··· Stored data ···

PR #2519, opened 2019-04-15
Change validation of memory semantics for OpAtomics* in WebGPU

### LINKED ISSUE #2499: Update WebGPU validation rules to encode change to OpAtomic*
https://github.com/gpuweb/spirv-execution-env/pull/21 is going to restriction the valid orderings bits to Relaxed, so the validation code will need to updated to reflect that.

···
··· Stored data ···

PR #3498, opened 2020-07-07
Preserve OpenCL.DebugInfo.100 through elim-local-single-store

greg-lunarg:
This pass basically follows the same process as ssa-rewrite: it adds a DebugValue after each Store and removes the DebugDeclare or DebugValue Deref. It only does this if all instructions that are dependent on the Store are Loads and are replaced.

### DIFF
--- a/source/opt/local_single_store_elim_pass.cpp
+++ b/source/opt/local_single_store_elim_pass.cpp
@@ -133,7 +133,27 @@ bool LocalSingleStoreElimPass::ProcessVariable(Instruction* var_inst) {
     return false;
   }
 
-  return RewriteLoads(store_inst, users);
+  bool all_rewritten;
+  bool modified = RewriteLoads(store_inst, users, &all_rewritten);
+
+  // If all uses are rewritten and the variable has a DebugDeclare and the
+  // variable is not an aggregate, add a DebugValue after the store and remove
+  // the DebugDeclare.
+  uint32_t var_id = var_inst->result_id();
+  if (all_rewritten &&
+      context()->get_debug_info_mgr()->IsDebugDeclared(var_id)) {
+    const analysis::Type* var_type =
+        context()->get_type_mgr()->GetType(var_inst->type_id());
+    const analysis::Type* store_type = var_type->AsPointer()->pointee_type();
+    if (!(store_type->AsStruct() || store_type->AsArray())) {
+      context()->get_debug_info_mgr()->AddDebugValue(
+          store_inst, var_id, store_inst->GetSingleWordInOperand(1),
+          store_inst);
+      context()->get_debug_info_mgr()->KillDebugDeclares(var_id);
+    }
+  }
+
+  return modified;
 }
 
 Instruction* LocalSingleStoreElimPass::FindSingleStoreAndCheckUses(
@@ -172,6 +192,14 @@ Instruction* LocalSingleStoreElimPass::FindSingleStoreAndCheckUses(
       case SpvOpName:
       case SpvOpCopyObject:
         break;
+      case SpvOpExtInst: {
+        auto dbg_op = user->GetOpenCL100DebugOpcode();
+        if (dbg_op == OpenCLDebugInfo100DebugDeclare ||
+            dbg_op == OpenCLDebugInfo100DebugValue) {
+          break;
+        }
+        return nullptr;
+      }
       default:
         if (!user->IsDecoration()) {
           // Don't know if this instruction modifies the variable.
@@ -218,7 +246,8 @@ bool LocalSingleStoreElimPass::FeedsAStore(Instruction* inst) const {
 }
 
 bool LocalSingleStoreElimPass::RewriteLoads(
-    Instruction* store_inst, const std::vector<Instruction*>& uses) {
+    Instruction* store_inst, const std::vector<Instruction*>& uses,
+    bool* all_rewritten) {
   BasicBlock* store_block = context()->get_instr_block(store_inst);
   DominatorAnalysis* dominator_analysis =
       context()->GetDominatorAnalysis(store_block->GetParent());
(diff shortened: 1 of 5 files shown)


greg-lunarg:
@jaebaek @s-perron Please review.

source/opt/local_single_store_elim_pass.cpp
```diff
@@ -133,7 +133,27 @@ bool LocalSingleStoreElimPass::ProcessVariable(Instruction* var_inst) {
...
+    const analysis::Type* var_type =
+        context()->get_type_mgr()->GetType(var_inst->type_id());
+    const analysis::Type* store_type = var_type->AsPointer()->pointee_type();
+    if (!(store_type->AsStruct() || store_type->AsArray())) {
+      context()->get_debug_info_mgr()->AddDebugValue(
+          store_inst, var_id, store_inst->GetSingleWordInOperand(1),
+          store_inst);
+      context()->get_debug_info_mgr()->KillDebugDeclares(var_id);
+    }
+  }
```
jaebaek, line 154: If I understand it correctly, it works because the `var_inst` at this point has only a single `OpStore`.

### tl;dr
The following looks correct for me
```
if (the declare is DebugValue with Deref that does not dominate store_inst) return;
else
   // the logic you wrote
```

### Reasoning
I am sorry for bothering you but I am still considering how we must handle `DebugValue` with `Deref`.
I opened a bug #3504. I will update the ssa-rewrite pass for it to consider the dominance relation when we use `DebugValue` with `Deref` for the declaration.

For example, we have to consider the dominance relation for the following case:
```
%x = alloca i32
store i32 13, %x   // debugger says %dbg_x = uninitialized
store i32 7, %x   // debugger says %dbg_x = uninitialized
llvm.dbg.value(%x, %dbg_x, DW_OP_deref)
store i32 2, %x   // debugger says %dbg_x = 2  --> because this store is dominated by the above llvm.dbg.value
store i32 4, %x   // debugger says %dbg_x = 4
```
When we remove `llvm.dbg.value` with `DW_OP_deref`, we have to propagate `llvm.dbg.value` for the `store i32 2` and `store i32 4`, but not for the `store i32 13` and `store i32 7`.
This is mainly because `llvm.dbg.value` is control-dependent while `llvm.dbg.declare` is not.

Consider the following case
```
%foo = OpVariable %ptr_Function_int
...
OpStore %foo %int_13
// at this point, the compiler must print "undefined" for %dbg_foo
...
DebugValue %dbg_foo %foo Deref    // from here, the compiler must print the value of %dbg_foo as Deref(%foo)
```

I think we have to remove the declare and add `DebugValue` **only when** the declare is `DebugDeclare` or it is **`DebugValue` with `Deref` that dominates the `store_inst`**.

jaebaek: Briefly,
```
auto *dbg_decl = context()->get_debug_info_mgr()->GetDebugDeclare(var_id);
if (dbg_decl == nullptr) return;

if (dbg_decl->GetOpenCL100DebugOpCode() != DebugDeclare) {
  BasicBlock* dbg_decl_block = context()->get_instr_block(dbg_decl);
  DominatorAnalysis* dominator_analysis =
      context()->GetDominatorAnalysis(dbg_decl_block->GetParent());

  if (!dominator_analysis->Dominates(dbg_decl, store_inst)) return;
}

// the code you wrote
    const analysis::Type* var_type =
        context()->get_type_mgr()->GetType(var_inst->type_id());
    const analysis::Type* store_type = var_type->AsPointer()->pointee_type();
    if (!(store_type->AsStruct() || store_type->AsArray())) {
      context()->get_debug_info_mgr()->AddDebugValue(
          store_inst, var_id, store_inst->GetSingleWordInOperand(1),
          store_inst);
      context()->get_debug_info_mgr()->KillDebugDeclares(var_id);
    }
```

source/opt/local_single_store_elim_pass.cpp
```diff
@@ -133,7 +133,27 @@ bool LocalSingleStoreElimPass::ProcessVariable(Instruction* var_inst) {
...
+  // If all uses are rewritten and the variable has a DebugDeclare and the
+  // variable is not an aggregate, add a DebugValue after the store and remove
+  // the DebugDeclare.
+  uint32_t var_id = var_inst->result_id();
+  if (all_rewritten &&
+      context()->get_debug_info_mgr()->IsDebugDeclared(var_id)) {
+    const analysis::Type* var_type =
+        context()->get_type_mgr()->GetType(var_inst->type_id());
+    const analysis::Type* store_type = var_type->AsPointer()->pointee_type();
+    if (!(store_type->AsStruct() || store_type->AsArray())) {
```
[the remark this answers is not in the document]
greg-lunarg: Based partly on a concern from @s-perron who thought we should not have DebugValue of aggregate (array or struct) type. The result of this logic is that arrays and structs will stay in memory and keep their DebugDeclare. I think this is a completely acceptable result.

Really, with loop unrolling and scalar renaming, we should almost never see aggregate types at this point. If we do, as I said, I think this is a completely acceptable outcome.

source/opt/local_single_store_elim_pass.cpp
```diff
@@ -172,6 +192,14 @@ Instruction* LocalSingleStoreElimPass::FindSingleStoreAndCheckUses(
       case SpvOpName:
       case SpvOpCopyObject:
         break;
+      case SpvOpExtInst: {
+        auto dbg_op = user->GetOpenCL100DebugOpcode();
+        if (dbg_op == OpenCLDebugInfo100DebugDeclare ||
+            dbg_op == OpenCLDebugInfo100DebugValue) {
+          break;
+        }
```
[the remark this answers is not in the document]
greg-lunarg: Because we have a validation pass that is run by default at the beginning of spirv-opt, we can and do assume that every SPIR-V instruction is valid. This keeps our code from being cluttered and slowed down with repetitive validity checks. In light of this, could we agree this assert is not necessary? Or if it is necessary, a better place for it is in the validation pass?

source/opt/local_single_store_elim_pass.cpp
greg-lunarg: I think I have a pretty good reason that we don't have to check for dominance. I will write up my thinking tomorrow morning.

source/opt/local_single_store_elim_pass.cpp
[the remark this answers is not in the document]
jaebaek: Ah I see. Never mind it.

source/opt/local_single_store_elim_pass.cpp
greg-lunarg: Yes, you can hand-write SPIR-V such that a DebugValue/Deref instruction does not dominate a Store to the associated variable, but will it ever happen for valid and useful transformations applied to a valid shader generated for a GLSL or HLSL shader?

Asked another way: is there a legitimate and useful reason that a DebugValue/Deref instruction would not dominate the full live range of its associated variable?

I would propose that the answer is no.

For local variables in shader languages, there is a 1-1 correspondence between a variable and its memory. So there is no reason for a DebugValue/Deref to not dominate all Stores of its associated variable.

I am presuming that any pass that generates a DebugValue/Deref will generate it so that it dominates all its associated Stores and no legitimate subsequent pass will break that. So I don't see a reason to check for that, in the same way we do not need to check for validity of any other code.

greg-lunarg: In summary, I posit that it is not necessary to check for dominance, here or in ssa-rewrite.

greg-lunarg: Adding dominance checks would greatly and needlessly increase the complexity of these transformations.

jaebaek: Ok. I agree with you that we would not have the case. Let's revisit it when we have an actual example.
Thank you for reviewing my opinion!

···
··· Stored data ···

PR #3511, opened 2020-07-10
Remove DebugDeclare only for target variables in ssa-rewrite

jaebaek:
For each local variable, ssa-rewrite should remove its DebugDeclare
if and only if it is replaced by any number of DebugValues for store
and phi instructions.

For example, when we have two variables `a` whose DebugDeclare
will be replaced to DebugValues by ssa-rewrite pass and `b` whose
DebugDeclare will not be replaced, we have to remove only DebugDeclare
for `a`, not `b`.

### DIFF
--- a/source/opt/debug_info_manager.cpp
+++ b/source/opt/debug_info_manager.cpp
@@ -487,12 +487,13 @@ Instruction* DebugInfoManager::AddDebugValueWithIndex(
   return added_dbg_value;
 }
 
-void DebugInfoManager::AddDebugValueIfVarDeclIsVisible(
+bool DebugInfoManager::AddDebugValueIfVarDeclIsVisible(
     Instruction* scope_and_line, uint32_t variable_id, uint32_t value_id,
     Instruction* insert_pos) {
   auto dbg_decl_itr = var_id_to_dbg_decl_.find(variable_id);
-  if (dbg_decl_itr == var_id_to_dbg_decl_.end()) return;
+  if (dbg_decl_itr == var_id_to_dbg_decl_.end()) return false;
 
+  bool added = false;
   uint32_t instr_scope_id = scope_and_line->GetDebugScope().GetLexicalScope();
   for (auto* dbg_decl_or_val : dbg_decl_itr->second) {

···

■ **Work instruction**: In the records above, find each line with the word "bool" and copy it.

■ **Output**:
@@ -133,7 +133,27 @@ bool LocalSingleStoreElimPass::ProcessVariable(Instruction* var_inst) {
+  bool all_rewritten;
+  bool modified = RewriteLoads(store_inst, users, &all_rewritten);
@@ -218,7 +246,8 @@ bool LocalSingleStoreElimPass::FeedsAStore(Instruction* inst) const {
 bool LocalSingleStoreElimPass::RewriteLoads(
+    bool* all_rewritten) {
@@ -133,7 +133,27 @@ bool LocalSingleStoreElimPass::ProcessVariable(Instruction* var_inst) {
@@ -133,7 +133,27 @@ bool LocalSingleStoreElimPass::ProcessVariable(Instruction* var_inst) {
+bool DebugInfoManager::AddDebugValueIfVarDeclIsVisible(
+  bool added = false;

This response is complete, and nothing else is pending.